# Dimension of matrix spanning set

• Nov 30th 2011, 03:25 AM
jsndacruz
Dimension of matrix spanning set
Studying for my final in linear algebra and came across this:

Problem: Let V be the vector space of all real n x n matrices over R. Let A be an element of V, and let W be the subspace of V spanned by $I, A, A^2, A^3 ...$. Prove that $dim(W) \leq n$.

Thoughts: The statement seems intuitive, but I'm not sure exactly what theorem/properties it results from. I know that a subspace cannot have dimension larger than its finite parent space, so $dim(W) \leq dim(V) = n$. However, my professor said that I should try to prove it by having it follow from the dimension of a matrix after raising it to higher powers; i.e. not from the obvious theorem.
• Nov 30th 2011, 04:46 AM
girdav
Re: Dimension of matrix spanning set
The dimension of $V$ is $n^2$, not $n$.
Do you know Cayley-Hamilton theorem?
• Nov 30th 2011, 07:37 AM
jsndacruz
Re: Dimension of matrix spanning set
We touched on it in class, but have not gone through it rigorously. I'll read up on it now. Does this mean that there is a typo in the question, i.e. $dim(W) \leq n^2$ then?
• Nov 30th 2011, 08:11 AM
girdav
Re: Dimension of matrix spanning set
No, the dimension of $W$ is at most $n$, since we can write $A^n$ as $a_0\cdot I+a_1\cdot A+\ldots+a_{n-1}A^{n-1}$
• Nov 30th 2011, 02:12 PM
jsndacruz
Re: Dimension of matrix spanning set
I read up on Cayley Hamilton, but am a little shaky as far as its implications. According to the theorem, the characteristic equation of any n x n matrix, A, satisfies $A^n + c_1 A^{n-1} c_2 +...+ c_{n-2} A + c_{n-1} I_n = 0$, where $c_i$ are scalars, and $I_n$ is the identity matrix. But that creates, at most, $n^2$ equations.

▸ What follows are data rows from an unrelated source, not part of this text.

Issue #2612, opened 2021-06-18
Best way to display a dependency graph/how to use graphviz


Ant13731:
Referring to the emails about creating new introduction documents, I think something that would be good to have is a graphical and a visual set (venn diagram-like) way of showing type dependencies. I was originally planning to use tikz (as I am somewhat familiar with it), but after looking at Nathaniel's work and the [drasil website dependency graphs](https://jacquescarette.github.io/Drasil/graphs/drasil-build.pdf), I was wondering if using latex is a good way to go about doing something like this. I think graphviz would be nicer as it has more colours/options for displaying, but I'm not really sure how to start something. Is there a good source that I could read to learn more, or should I stick with Tikz?

JacquesCarette:
Definitely `dot` is going to give you the most flexibility.

There are 3 big pieces of information:
- the relations between the data-structures (the ones under `Chunk/`
- the relations between the classes
- the relations between the classes and the data-structures.

The latter is what I asked Nathaniel to generate in those giant spreadsheets. The most important ones to focus on are the ones in `drasil-lang`. These are the core of Drasil.  All 3 of the above, when drawn, would yield some information about oddities in what we have. [There are known oddities, so we know that we should be able to see at least those; @Awurama-N is actively working on fixing one at the data-structure level.]

Ant13731:
Okay, I see. I just made a new branch that should start to cover the first piece, but it's still a WIP.

JacquesCarette:
I saw all the `.dot` files. Do you have scripts to automatically render them?

balacij:
@Ant13731 Regarding `DTG_Config.txt`, does `code-base` and `metadata` need to be added to the DTG_Config.txt file under the scripts folder? If so, do you know what the comment "(lowercase, space separated, in order of display in output file)" means from the file? I'm not quite sure I understand what "output file" it's referring to.

Ant13731:
I think the comment means that the order in which the folder names are given is the order the folders will appear on the type/class dependency .csv file that Nathaniel generated (its a giant spreadsheet that records types, classes, and instances). `DTG_Config.txt` is used when `make analysis` is called. I think those two new folders should be added, but I don't think the order really matters to the program, its just so we can change which folder appears first on the spreadsheet.

balacij:
Thanks! I'll make a PR for it then.

Ant13731:
Just a quick update on this issue:

[...]

PR #2621, opened 2021-06-23
Adding type dependency graph

### LINKED ISSUE #2620: PDFs for drasil-lang type dependencies
I have pushed the pdf files in the branch `addingTypeDependencyGraph` under the `People/Anthony/Type_Dependency_Graphs` folder. In that folder, there are two different folders with the pdfs inside (along with all the `.dot` files).
Here is the pdf including low-level type dependencies:
https://github.com/JacquesCarette/Drasil/blob/a3cf83b149242f8b281a2418ada0522d0e9f23c8/People/Anthony/Type_Dependency_Graphs/JoinedTypes/June_18_2021/drasil-lang.pdf
And here is another one with separated low-level dependencies (a little bit cleaner):
https://github.com/JacquesCarette/Drasil/blob/a3cf83b149242f8b281a2418ada0522d0e9f23c8/People/Anthony/Type_Dependency_Graphs/SeparatedLowLvlTypes/June_18_2021/drasil-lang.pdf
The autogen ones will probably look like the first one, but I figured I could separate it for now so it is easier to read. Some of the nodes are still separate from the entire graph, but that is probably because I didn't count types defined with `newtype` or `type`. The autogen graphs will though.

For the first graph:
The dotted lines signify that the tip of the arrow could contain the tail type, but may not have to (it is either a `Maybe type` or it is using constructors). Coloured nodes are for those that are defined. 

For the second graph:
The separated low-level graph should have separate nodes for `Maybe types` and will use a solid line instead. The dotted lines are just for type constructor values.

Please let me know anything I could improve/any changes I should make.

Ant13731:
Closes #2620 
Contributes #2612 
The autogen type graphs will now appear in the analysis folder after using `make analysis`. Each `drasil-` package has its own graph and it also generates a full graph of all types in drasil. 

One thing that isn't quite right:
- some types aren't read properly by the source code reader (especially with types that accept other types in their definition), though this functionality should be able to fit nicely with what I have right now. At the moment, these types are just defined with no spaces. They still show up on the graph, but their name might not be quite exact. For example (as defined in `Language.Drasil.Code.Imperative.GOOL.LanguageRenderer.SwiftRenderer`):
    ```Haskell
    type Auxiliary SwiftProject = AuxData
    type AuxHelper SwiftProject = Doc
    ```
    will show up as the types `AuxiliarySwiftProject`  and `AuxHelperSwiftProject` instead of a generalized `Auxiliary` and `AuxHelper` types.

The nodes of the graph have different colours (which can be changed easily) depending on the way the type is defined:
- record types using the `data` syntax will appear as `cyan3`
- non-record types using the `data` syntax will appear as `darkviolet`
- types using the `newtype` syntax will appear as `darkgreen`
- types using the `type` syntax will appear as `red2`

I think that most of my helper functions for the `SourceCodeReaderTypes.hs` file can be made much more concise by using `map` and `filter` instead of pattern matching, but I just wanted to get this PR out for now.


JacquesCarette (changes requested):
I don't think we really want all these `.dot` files under `People/Anthony` in the repo. I'm fine with them being generated by the analysis, but those ones will go stale really quickly, and I don't want anyone using them "by accident."

JacquesCarette (commented):
This is an 'approval' for the added commit. I still have to review the code.

code/Makefile
```diff
@@ -191,8 +194,16 @@ graphs: $(GRAPH_PACKAGES)
 ###
 
 analysis: check_stack
+	- rm -rf $(ANALYSIS_FOLDER)
 	@mkdir -p $(ANALYSIS_FOLDER)
 	cd $(SCRIPT_FOLDER) && stack exec -- runghc DataTableGen.hs
+	cd $(SCRIPT_FOLDER) && stack exec -- runghc TypeGraphGen.hs
+	stack install dotgen graphmod
```
JacquesCarette, line 201: typically, it's best to do the `stack install` first because if it fails, there's no point doing any of the rest.

JacquesCarette (changes requested):
The code could be cleaned up a lot (there is a lot of duplication, on top of the things that could be done with map/filter/fold), but it's fine for a first go, modulo the one comment.

JacquesCarette (approved):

Is the dimension related to the maximum number of solutions to this system? I don't see how to show that it would be at most n.
• Dec 22nd 2011, 05:21 PM
jsndacruz
Re: Dimension of matrix spanning set
Does anyone have further insight to this question? I still haven't been able to solve it or relate it back to Cayley Hamilton.
• Dec 22nd 2011, 07:01 PM
Deveno
Re: Dimension of matrix spanning set
if A satisfies $A^n + c_1 A^{n-1} + c_2 A^{n-2}+...+ c_{n-2} A + c_{n-1} I_n = 0$,

that is, if $p(x) = x^n + c_1x^{n-1} + c_2x^{n-2} + \dots + c_{n-1}$, so that p(A) = 0, then

$A^n = -(c_1 A^{n-1} c_2 +...+ c_{n-2} A + c_{n-1} I_n)$ which means the n-th power (and thus any higher power) of A

is a linear combination of $\{I_n,A,A^2,\dots,A^{n-1}\}$.

but this means that this set spans W, so dim(W) ≤ n.

and the characteristic polynomial of A, det(xI - A), is just such a polynomial (of degree n).

the cayley-hamilton theorem says: if p(x) = det(xI - A), then p(A) = 0.
• Dec 23rd 2011, 01:20 AM
FernandoRevilla
Re: Dimension of matrix spanning set
We can also assure that if $\mu$ is the minimal polynomial of $A$ and $m=\textrm{deg}\;(\mu)$ then, $\dim V=m$ and $B=\{I,A,A^2,\ldots, A^{m-1}\}$ is a basis of $V$ .
• Dec 23rd 2011, 04:52 AM
Deveno
Re: Dimension of matrix spanning set
furthermore, μ(x) divides det(xI - A).
• Dec 23rd 2011, 06:05 AM
FernandoRevilla
Re: Dimension of matrix spanning set
Furthermore, $\mu (x)$ divides any annihilator polynomial of $A$ . :)
• Dec 24th 2011, 02:22 PM
Deveno
Re: Dimension of matrix spanning set
and furthermore...oh snap! merry christmas!